Imagine a glass greenhouse on a sunny day. Sunlight passes through the walls and enters the interior. Some is absorbed by the objects inside, while the rest are reflected back as infrared radiation, or heat. This reflected heat gets trapped inside the greenhouse, increasing the internal temperature. The atmosphere of a planet works in much the same way as the glass walls of a green house. It lets sunlight in, but prevents heat reflected off the planet’s surface from escaping into outer space by absorbing it. This phenomenon is known as the greenhouse effect, which makes the Earth hospitable for human beings.

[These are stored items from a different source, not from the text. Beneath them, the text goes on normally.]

PR #337, opened 2021-11-14
Restore the use of -abc9 with the HPS platform.

tcal-x:


tcal-x:
This PR (turning on -abc9) with the current `hps_accel` reduces `OXIDE_COMB` count by 1.9%.

danc86 (approved):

The atmosphere’s ability to trap heat is directly related to the concentrations of gas molecules it contains. Some of the major gases contributing to the greenhouse effect on Earth are water vapor, carbon dioxide, methane, nitrous oxide, ozone, and chlorofluorocarbons (CFCs). Water vapor causes the largest greenhouse effect on Earth, followed by carbon dioxide, methane, and ozone. This is due to the high concentration of water vapour and carbon dioxide molecules in the atmosphere, not their ability to absorb or reflect heat. A single nitrous oxide molecule contributes to the greenhouse effect 310 times that of one carbon dioxide molecule. However, there are relatively few nitrous oxide molecules in the atmosphere, making their overall contribution to Earth’s greenhouse effect minimal.
The right balance of greenhouse gas molecules are required to keep a planet habitable. Having too few can lead to frozen surface temperatures like those recorded on Mars. The greenhouse effect maintains Earth’s average surface temperature at 14 degrees Celsius—without it, Earth’s temperature would be -18 degrees Celsius. On the other hand, a higher level of molecules could lead to temperatures so hot even bodies of water couldn’t withstand them. This is the case on Venus, where the 96.5 per cent carbon dioxide atmosphere keeps the planet’s surface at a toasty 457 degrees Celsius.